» **Your goal**: Once you reach the line containing "--- a/packages/core/test/interpreter/race.js" in the entries below, write out that line and each one after it down to the line containing "actual = []", exactly and with nothing added.

» **Record set**:
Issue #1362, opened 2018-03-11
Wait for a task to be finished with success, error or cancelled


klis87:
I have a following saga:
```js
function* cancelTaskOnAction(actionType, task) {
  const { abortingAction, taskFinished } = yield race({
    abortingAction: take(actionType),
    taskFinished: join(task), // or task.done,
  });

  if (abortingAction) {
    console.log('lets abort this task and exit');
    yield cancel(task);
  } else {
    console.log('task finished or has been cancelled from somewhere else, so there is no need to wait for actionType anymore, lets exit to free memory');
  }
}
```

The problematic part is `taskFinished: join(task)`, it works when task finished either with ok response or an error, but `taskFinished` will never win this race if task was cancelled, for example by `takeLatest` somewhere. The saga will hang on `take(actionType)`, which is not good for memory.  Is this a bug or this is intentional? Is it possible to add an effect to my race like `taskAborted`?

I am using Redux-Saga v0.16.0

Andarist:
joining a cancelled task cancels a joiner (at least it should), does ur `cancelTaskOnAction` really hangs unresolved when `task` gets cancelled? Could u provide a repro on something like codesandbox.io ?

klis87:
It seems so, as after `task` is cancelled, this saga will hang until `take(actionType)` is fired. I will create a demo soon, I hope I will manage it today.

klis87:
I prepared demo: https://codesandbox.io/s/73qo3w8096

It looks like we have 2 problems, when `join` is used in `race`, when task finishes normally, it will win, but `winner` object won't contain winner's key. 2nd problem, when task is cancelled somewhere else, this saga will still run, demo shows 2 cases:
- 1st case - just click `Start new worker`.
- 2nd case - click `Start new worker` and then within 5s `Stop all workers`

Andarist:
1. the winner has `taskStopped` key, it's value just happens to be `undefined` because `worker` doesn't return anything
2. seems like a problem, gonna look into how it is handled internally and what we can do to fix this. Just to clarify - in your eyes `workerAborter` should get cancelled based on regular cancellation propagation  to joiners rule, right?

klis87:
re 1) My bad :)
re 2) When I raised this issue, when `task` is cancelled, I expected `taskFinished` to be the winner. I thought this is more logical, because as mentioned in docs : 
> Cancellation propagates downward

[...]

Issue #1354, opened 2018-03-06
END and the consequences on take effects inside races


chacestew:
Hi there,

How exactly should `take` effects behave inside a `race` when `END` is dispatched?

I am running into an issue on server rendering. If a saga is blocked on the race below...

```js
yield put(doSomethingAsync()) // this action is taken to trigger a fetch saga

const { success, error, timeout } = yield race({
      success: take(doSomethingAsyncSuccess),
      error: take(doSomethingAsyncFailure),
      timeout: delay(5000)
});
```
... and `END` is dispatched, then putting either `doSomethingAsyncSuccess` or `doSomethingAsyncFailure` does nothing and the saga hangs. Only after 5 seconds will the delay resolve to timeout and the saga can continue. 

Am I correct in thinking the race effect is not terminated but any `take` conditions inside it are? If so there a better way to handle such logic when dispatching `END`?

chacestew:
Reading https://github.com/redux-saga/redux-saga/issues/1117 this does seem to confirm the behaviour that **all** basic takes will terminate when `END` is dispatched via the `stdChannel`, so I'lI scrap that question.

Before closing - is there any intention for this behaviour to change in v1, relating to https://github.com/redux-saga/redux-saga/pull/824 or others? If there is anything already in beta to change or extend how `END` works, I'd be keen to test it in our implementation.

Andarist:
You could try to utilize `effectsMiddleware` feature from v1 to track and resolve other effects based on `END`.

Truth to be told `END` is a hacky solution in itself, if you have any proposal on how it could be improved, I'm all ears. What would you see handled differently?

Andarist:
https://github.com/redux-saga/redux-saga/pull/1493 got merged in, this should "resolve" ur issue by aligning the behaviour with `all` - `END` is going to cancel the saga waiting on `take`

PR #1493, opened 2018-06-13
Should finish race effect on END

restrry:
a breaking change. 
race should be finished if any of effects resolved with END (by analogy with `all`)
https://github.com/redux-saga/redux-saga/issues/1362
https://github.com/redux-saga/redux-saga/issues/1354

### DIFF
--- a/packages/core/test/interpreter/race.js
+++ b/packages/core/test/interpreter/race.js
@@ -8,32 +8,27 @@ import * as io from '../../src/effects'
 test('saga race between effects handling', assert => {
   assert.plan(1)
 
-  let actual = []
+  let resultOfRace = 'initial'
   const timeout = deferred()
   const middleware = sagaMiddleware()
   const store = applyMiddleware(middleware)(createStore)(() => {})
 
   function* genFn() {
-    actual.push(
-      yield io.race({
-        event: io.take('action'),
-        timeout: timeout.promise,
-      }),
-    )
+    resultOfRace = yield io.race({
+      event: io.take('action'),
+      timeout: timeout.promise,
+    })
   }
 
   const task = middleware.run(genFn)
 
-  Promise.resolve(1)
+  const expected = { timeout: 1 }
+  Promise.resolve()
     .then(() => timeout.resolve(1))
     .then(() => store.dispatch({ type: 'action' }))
* * *
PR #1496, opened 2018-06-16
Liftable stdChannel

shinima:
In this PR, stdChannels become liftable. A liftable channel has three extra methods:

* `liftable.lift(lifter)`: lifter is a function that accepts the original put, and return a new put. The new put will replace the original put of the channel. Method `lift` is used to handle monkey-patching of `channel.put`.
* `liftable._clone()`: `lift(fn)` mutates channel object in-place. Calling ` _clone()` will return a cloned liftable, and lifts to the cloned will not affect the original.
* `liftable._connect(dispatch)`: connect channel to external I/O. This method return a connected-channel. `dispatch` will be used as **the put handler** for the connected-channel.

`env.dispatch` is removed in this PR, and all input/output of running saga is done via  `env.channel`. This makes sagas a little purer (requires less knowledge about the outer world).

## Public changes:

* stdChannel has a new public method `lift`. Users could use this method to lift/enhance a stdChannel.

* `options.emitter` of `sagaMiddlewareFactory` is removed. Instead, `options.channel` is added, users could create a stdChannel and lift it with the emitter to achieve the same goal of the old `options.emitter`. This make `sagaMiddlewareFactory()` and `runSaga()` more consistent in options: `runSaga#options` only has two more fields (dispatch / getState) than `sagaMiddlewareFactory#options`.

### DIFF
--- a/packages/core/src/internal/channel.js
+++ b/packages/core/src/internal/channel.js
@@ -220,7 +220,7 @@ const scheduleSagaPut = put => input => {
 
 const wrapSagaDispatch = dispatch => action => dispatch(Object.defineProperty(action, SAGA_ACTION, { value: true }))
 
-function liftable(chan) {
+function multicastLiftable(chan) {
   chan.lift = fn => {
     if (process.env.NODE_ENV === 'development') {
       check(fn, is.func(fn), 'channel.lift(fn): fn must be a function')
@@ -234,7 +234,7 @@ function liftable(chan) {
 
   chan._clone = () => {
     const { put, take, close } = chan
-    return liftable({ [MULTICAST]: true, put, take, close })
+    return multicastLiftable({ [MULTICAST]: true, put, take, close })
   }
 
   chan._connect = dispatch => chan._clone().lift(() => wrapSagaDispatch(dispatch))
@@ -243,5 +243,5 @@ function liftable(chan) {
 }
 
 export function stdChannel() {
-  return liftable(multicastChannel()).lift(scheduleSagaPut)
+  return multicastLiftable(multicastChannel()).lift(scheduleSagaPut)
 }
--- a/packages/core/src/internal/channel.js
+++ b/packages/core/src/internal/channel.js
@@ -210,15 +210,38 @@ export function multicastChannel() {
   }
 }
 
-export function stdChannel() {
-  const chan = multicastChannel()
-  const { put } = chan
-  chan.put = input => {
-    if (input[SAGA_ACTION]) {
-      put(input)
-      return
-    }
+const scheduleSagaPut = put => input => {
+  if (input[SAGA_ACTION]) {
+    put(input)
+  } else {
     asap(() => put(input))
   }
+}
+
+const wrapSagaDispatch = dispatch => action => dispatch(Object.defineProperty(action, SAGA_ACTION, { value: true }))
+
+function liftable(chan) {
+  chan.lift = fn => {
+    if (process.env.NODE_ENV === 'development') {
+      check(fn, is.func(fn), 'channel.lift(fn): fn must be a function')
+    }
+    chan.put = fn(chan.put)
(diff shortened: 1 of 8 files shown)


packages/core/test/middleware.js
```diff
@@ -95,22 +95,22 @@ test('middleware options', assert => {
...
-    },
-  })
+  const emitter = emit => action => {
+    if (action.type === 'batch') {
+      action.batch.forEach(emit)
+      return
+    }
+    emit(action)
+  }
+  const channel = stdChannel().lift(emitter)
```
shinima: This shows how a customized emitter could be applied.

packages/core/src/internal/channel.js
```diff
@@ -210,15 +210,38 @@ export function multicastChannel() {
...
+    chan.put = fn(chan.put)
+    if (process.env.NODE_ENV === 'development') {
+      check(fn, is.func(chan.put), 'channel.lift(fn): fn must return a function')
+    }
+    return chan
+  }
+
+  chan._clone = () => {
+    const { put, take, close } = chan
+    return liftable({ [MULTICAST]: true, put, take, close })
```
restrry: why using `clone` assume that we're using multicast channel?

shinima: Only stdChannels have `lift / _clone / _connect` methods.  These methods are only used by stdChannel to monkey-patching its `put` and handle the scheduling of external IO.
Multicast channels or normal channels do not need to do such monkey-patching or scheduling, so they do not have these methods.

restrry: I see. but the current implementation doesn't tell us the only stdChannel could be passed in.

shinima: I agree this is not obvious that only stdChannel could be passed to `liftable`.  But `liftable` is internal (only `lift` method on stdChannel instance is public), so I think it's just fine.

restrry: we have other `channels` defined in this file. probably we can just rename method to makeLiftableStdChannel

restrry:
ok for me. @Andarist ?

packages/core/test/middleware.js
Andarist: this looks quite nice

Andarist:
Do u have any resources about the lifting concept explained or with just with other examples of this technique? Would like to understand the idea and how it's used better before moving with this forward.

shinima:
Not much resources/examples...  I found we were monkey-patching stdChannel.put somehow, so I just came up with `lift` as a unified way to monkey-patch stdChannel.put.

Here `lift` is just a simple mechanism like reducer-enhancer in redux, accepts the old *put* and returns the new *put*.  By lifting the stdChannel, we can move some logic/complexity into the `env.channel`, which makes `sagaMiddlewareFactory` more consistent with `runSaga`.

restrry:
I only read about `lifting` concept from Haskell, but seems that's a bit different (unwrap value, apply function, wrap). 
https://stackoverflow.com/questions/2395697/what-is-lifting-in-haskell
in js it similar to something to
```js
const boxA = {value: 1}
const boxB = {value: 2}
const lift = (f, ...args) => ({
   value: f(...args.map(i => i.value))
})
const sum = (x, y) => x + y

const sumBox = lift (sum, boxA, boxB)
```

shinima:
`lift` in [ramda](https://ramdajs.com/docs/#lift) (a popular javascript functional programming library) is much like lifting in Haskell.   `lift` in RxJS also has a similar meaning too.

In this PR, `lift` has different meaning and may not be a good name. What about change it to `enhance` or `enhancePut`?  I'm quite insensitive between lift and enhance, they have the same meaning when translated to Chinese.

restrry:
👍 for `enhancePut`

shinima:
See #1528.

» **Answer to this task**:
--- a/packages/core/test/interpreter/race.js
+++ b/packages/core/test/interpreter/race.js
@@ -8,32 +8,27 @@ import * as io from '../../src/effects'
 test('saga race between effects handling', assert => {
   assert.plan(1)
 
-  let actual = []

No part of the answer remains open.